### [What you will do]
Whenever a line contains the string "perform", copy it out of the entries.

─── Information given

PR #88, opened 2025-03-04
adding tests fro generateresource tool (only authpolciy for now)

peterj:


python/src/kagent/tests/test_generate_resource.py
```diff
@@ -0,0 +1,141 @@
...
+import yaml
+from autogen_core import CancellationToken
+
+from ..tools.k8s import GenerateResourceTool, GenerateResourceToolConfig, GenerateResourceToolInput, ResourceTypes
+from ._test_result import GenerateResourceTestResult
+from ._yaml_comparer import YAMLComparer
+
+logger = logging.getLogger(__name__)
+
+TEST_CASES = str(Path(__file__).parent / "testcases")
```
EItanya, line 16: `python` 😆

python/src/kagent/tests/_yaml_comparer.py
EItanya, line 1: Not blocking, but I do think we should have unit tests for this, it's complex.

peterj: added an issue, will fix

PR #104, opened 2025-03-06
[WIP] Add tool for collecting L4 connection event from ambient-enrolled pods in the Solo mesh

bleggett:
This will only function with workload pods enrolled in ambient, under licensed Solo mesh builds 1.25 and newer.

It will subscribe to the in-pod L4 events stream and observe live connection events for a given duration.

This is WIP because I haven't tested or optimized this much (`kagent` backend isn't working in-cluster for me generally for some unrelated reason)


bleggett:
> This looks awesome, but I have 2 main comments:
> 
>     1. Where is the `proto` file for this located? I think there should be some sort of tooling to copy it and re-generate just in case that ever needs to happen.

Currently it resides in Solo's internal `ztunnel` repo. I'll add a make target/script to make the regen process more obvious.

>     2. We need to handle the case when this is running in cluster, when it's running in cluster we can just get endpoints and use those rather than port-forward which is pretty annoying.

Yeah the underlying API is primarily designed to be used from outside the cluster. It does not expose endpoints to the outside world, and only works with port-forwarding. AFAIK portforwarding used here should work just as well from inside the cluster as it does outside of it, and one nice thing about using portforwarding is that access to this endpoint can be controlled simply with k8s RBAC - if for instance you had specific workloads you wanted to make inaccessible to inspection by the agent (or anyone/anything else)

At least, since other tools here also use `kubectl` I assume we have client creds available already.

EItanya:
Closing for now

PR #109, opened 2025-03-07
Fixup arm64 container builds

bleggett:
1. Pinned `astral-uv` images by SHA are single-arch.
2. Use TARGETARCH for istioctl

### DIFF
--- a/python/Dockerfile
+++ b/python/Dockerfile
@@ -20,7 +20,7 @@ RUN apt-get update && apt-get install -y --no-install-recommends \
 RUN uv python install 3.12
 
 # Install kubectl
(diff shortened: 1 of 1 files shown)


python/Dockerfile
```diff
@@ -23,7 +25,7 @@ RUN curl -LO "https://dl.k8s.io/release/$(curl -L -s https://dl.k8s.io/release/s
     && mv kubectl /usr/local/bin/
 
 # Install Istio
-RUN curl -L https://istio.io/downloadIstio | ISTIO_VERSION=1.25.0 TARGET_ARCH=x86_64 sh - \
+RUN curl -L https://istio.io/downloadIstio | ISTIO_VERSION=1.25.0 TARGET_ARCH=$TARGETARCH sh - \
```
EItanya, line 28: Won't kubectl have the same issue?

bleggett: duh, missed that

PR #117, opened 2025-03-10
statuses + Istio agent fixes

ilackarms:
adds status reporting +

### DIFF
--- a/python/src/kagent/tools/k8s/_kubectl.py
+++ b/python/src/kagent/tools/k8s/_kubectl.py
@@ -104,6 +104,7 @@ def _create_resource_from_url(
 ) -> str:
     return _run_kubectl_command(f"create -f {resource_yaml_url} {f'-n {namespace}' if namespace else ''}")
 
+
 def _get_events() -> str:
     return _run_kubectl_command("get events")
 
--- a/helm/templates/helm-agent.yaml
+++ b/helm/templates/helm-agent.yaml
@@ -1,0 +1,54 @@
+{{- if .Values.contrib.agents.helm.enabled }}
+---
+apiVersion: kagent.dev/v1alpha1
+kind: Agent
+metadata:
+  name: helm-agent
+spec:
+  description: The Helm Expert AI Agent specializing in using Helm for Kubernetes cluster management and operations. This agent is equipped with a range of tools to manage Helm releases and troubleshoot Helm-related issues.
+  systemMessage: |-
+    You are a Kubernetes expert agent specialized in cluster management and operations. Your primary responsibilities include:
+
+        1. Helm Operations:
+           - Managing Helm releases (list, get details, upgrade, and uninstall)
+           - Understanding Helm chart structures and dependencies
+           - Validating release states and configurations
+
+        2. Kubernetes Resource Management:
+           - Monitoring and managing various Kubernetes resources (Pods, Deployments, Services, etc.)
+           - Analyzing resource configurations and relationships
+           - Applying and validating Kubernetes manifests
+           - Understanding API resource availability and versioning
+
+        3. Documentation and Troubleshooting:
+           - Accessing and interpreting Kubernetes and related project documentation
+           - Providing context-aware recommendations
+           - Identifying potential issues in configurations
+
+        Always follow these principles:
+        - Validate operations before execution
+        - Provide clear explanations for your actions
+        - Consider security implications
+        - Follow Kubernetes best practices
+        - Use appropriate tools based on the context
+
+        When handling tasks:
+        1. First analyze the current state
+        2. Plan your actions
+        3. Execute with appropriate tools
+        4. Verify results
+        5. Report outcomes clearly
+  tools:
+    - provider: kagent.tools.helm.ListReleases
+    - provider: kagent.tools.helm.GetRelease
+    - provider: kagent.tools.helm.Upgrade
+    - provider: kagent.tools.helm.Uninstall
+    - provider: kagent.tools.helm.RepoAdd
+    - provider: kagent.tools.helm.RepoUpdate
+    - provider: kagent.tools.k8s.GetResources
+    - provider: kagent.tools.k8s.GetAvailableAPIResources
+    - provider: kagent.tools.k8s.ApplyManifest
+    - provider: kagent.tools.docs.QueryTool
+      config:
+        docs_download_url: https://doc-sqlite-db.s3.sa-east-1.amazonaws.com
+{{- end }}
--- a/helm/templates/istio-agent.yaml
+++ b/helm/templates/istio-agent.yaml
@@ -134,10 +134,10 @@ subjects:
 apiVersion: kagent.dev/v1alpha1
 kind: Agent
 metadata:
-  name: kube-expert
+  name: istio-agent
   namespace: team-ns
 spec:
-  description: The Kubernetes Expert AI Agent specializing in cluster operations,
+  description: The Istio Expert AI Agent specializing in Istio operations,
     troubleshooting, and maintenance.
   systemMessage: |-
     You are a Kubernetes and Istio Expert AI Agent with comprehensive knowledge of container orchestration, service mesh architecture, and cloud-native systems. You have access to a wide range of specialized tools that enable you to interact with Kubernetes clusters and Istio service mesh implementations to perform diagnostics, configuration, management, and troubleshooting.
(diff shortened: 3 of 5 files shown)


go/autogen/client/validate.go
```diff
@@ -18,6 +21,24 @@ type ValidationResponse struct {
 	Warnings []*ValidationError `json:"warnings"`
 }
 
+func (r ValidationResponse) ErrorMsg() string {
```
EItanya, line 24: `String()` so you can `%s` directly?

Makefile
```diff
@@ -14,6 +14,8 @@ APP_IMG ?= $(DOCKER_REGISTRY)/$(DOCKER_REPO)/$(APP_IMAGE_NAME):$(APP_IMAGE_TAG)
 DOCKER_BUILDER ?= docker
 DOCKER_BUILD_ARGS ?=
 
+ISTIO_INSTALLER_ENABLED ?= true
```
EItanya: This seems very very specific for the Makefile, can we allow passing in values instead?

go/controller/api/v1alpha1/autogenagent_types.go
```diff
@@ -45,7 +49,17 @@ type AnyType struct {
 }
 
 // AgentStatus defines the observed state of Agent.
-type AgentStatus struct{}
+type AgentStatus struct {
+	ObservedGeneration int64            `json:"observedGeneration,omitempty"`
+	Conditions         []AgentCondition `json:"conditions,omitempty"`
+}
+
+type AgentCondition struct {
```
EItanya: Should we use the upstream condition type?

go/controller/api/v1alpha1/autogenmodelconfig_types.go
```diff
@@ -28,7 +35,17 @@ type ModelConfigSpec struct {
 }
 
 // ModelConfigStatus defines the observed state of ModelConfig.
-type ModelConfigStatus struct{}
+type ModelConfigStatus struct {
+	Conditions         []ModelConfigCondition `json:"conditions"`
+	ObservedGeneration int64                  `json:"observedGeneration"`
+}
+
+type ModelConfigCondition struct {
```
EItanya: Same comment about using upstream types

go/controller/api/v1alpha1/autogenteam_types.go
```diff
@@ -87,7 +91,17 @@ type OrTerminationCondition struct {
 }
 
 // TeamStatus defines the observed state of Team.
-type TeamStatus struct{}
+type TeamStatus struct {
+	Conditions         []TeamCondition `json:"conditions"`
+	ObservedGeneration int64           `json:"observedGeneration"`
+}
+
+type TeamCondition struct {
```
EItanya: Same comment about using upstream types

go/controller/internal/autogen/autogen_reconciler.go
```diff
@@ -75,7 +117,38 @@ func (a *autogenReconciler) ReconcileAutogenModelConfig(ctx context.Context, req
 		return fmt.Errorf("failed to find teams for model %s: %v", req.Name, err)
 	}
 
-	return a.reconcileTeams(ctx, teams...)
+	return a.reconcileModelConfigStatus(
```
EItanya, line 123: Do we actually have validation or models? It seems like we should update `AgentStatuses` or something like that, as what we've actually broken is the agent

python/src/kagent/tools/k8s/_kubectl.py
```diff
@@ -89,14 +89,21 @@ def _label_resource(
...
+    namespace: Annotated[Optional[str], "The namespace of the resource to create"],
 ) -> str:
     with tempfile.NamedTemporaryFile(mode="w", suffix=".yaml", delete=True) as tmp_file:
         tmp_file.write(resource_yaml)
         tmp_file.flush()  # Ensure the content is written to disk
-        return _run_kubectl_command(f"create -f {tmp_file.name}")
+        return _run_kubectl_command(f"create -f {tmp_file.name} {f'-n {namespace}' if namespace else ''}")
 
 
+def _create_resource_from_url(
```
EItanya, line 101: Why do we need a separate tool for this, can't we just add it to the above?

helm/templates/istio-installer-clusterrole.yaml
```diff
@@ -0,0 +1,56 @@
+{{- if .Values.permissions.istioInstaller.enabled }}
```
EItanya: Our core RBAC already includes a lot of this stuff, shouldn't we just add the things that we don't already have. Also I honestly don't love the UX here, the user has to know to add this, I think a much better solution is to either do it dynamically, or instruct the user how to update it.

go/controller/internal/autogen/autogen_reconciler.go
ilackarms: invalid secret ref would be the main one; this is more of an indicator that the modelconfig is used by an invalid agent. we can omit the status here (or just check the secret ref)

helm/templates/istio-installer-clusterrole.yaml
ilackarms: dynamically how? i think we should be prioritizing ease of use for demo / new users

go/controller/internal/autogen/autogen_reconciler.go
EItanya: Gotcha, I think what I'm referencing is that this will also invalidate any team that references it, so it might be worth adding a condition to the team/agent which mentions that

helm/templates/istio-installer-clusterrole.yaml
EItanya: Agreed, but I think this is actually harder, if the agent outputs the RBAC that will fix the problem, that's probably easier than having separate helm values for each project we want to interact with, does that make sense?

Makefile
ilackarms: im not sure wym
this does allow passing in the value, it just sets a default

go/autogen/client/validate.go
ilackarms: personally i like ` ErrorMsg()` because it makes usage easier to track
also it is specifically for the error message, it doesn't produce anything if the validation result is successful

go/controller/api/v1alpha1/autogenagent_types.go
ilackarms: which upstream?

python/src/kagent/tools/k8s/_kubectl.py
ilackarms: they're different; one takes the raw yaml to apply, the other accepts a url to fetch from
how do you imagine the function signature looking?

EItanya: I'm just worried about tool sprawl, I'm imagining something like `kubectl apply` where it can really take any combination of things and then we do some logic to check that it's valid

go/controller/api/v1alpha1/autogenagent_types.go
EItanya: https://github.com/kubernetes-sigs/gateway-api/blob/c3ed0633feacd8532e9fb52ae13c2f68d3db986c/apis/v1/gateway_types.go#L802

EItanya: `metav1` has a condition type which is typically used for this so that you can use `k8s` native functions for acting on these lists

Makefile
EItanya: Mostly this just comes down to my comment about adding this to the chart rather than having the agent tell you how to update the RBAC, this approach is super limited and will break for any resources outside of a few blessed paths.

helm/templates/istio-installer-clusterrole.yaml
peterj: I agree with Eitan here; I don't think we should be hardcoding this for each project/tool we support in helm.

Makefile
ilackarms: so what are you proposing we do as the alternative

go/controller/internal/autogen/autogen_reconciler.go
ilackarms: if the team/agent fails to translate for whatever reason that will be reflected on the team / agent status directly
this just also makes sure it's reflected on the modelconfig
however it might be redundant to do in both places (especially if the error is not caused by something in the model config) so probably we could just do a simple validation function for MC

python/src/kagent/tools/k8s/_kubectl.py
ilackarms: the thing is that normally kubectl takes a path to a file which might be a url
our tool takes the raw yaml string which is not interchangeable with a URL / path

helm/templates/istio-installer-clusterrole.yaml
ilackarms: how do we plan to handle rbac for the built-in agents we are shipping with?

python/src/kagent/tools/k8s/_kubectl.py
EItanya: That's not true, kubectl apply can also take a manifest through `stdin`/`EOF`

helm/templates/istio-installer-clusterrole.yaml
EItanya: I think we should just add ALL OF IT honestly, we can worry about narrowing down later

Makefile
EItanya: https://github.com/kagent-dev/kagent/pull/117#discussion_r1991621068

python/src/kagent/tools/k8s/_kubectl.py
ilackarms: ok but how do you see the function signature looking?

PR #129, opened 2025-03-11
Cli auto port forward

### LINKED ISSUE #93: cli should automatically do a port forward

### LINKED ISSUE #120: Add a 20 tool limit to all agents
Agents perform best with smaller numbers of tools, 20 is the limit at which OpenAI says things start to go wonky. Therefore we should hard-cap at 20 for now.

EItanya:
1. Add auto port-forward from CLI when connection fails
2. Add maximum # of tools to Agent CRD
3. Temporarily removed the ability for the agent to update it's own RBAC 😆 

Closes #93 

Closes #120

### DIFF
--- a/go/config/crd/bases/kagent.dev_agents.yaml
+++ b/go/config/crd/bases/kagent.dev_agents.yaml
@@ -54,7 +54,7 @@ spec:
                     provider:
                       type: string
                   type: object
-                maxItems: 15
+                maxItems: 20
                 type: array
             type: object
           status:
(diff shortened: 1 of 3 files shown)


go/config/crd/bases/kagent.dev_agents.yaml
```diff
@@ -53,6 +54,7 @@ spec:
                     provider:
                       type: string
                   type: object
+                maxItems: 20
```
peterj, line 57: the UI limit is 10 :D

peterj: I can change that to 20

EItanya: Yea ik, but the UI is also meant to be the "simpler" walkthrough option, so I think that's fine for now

──────

### [Written reply]
     You are a Kubernetes and Istio Expert AI Agent with comprehensive knowledge of container orchestration, service mesh architecture, and cloud-native systems. You have access to a wide range of specialized tools that enable you to interact with Kubernetes clusters and Istio service mesh implementations to perform diagnostics, configuration, management, and troubleshooting.
Agents perform best with smaller numbers of tools, 20 is the limit at which OpenAI says things start to go wonky. Therefore we should hard-cap at 20 for now.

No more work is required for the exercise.